Brief:
Give every line from the entries that contains "been".

(Data items)
PR #24534, opened 2020-07-13
fix: ensure that errors thrown in the context bridge are created in the correct context

MarshallOfSound:
This PR fixes two cases where errors were being created in context A but thrown in context B.

* When the V8 serializer threw an error, it always threw it in the source context, now it throws in the appropriate error context
* If we throw an error as a result of a return value failing to be converted, it created the error in the source context when it should create it in the destination context as that is where the error will be thrown / caught.

Notes: no-notes

### DIFF
--- a/shell/renderer/api/electron_api_context_bridge.cc
+++ b/shell/renderer/api/electron_api_context_bridge.cc
@@ -127,6 +127,22 @@ v8::MaybeLocal<v8::Value> GetPrivate(v8::Local<v8::Context> context,
                           gin::StringToV8(context->GetIsolate(), key)));
 }
 
+// Where the context bridge should create the exception it is about to throw
+enum BridgeErrorTarget {
+  // The source / calling context.  This is default and correct 99% of the time,
+  // the caller / context asking for the conversion will receive the error and
+  // therefore the error should be made in that context
+  kSource,
+  // The destination / target context.  This should only be used when the source
+  // won't catch the error that results from the value it is passing over the
+  // bridge.  This can **only** occur when returning a value from a function as
+  // we convert the return value after the method has terminated and execution
+  // has been returned to the caller.  In this scenario the error will the be
+  // catchable in the "destination" context and therefore we create the error
+  // there.
+  kDestination
+};
+
 }  // namespace
 
 v8::MaybeLocal<v8::Value> PassValueToOtherContext(
@@ -135,10 +151,13 @@ v8::MaybeLocal<v8::Value> PassValueToOtherContext(
     v8::Local<v8::Value> value,
     context_bridge::ObjectCache* object_cache,
     bool support_dynamic_properties,
-    int recursion_depth) {
+    int recursion_depth,
+    BridgeErrorTarget error_target = BridgeErrorTarget::kSource) {
   TRACE_EVENT0("electron", "ContextBridge::PassValueToOtherContext");
   if (recursion_depth >= kMaxRecursion) {
-    v8::Context::Scope source_scope(source_context);
+    v8::Context::Scope error_scope(error_target == BridgeErrorTarget::kSource
+                                       ? source_context
+                                       : destination_context);
     source_context->GetIsolate()->ThrowException(v8::Exception::TypeError(
         gin::StringToV8(source_context->GetIsolate(),
                         "Electron contextBridge recursion depth exceeded.  "
@@ -303,9 +322,12 @@ v8::MaybeLocal<v8::Value> PassValueToOtherContext(
   // Serializable objects
   blink::CloneableMessage ret;
   {
-    v8::Context::Scope source_context_scope(source_context);
+    v8::Local<v8::Context> error_context =
+        error_target == BridgeErrorTarget::kSource ? source_context
+                                                   : destination_context;
+    v8::Context::Scope error_scope(error_context);
     // V8 serializer will throw an error if required
-    if (!gin::ConvertFromV8(source_context->GetIsolate(), value, &ret))
+    if (!gin::ConvertFromV8(error_context->GetIsolate(), value, &ret))
       return v8::MaybeLocal<v8::Value>();
   }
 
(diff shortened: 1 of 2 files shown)


shell/renderer/api/electron_api_context_bridge.cc
```diff
@@ -303,7 +322,9 @@ v8::MaybeLocal<v8::Value> PassValueToOtherContext(
   // Serializable objects
   blink::CloneableMessage ret;
   {
-    v8::Context::Scope source_context_scope(source_context);
+    v8::Context::Scope error_scope(error_target == BridgeErrorTarget::kSource
+                                       ? source_context
+                                       : destination_context);
     // V8 serializer will throw an error if required
     if (!gin::ConvertFromV8(source_context->GetIsolate(), value, &ret))
```
nornagon, line 329: is it ok to use `source_context->GetIsolate()` here or should we use the isolate from the destination context when appropriate? Are they guaranteed to be the same isolate?

shell/renderer/api/electron_api_context_bridge.cc
```diff
@@ -303,7 +322,9 @@ v8::MaybeLocal<v8::Value> PassValueToOtherContext(
   // Serializable objects
   blink::CloneableMessage ret;
   {
-    v8::Context::Scope source_context_scope(source_context);
+    v8::Context::Scope error_scope(error_target == BridgeErrorTarget::kSource
+                                       ? source_context
+                                       : destination_context);
```
nornagon, line 327: won't this result in the value produced from the converter being in a different context, as well as the error? if so, `error_scope` isn't the right name for this. additionally, i'm not sure that it's correct to produce the value in the destination context in this situation.

shell/renderer/api/electron_api_context_bridge.cc
```diff
@@ -127,6 +127,22 @@ v8::MaybeLocal<v8::Value> GetPrivate(v8::Local<v8::Context> context,
...
+  // the caller / context asking for the conversion will receive the error and
+  // therefore the error should be made in that context
+  kSource,
+  // The destination / target context.  This should only be used when the source
+  // won't catch the error that results from the value it is passing over the
+  // bridge.  This can **only** occur when returning a value from a function as
+  // we convert the return value after the method has terminated and execution
+  // has been returned to the caller.  In this scenario the error will the only
+  // catchable in the "destination" context and therefore we create the error
+  // there.
```
nornagon, line 142:
```suggestion
  // has been returned to the caller.  In this scenario the error will only be
  // catchable in the "destination" context and therefore we create the error
  // there.
```

shell/renderer/api/electron_api_context_bridge.cc
```diff
@@ -391,10 +412,10 @@ void ProxyFunctionWrapper(const v8::FunctionCallbackInfo<v8::Value>& info) {
...
       return;
 
-    auto ret =
-        PassValueToOtherContext(func_owning_context, calling_context,
-                                maybe_return_value.ToLocalChecked(),
-                                &object_cache, support_dynamic_properties, 0);
+    auto ret = PassValueToOtherContext(
+        func_owning_context, calling_context,
+        maybe_return_value.ToLocalChecked(), &object_cache,
+        support_dynamic_properties, 0, BridgeErrorTarget::kDestination);
```
nornagon, line 418: Would it also be correct to use `TryCatch` here to capture the error and throw a new error in the correct context? e.g.
```suggestion
    v8::TryCatch try_catch(isolate);
    auto ret = PassValueToOtherContext(...);
    if (try_catch.HasCaught()) {
      ThrowException("Conversion of return value failed");
      return;
    }
```

spec-main/api-context-bridge-spec.ts
```diff
@@ -472,6 +472,39 @@ describe('contextBridge', () => {
...
+        const result = await callWithBindings((root: any) => {
+          const getError = (fn: Function) => {
+            try {
+              fn();
+            } catch (e) {
+              return e;
+            }
+            return null;
+          };
+          const normalIsError = Object.getPrototypeOf(getError(() => root.example.throwNormal())) === Error.prototype;
```
nornagon, line 499:
```suggestion
          const normalIsError = Object.getPrototypeOf(getError(root.example.throwNormal)) === Error.prototype;
```

shell/renderer/api/electron_api_context_bridge.cc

Task output:
+  // has been returned to the caller.  In this scenario the error will the be
+  // has been returned to the caller.  In this scenario the error will the only
  // has been returned to the caller.  In this scenario the error will only be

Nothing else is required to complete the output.